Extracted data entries
########################################
PR #695, opened 2026-01-03
refactor!: clearly mark v3 key expiration fields as legacy

### LINKED ISSUE #681: V3 key packet expiration time handled incorrectly
In v2/3 key material (which is *very* legacy), expiration is modeled as a two byte value, counted in days (see https://www.rfc-editor.org/rfc/rfc2440.html#section-5.5.2)

However, some code erroneously handles the value as seconds:

- https://github.com/rpgp/rpgp/blob/24b8cc906d8358a5591510655e1081e2b034d5c6/src/packet/key/public.rs#L223
- https://github.com/rpgp/rpgp/blob/24b8cc906d8358a5591510655e1081e2b034d5c6/src/composed/key/builder.rs#L320

We should fix that (and check if there are other places that misinterpret this [very legacy] value).

hko-s:
Fixes #681


hko-s:
As noted in #681, the key builder also interacts with the legacy v3 key expiration field.

See e.g.: https://github.com/rpgp/rpgp/blob/24b8cc906d8358a5591510655e1081e2b034d5c6/src/composed/key/builder.rs#L320

We need to decide between two approaches in the key builder:

- Drop expiration time handling (for the time being). This would not be a regression in terms of functionality, since the current expiration handling is not functional for v4 (or newer) keys.
- Add expiration time handling for modern keys (this would mean carrying the expiration time along until the binding signature for primary and subkeys is made, and then to add the expiration as a signature subpacket).

hko-s:
Now that I look back at this, maybe the name should even be `legacy_v3_expiration_days` instead of `v3_expiration_days`

hko-s:
> Now that I look back at this, maybe the name should even be `legacy_v3_expiration_days` instead of `v3_expiration_days`

I've done this rename, to make the legacy-ness of that field extremely explicit.

hko-s:
And I've dropped expiration time handling from the key builder - it currently only populated the "legacy v3" expiration field, which has no effect for modern (v4+) keys.

So the change (even though it's formally removing functionality) should not be a regression for any real world use case.

dignifiedquire (approved):

PR #696, opened 2026-01-03
refactor: move support for large rsa keys into a separate feature

### LINKED ISSUE #666: clean up large RSA support
Currently, the default maximum size of RSA keys that rPGP will handle is 8192 bit (key generation is capped to 4096 bit).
########################################
## Your instructions
Sift through the entries and copy every line with "even".

## Your solution
Now that I look back at this, maybe the name should even be `legacy_v3_expiration_days` instead of `v3_expiration_days`
> Now that I look back at this, maybe the name should even be `legacy_v3_expiration_days` instead of `v3_expiration_days`
So the change (even though it's formally removing functionality) should not be a regression for any real world use case.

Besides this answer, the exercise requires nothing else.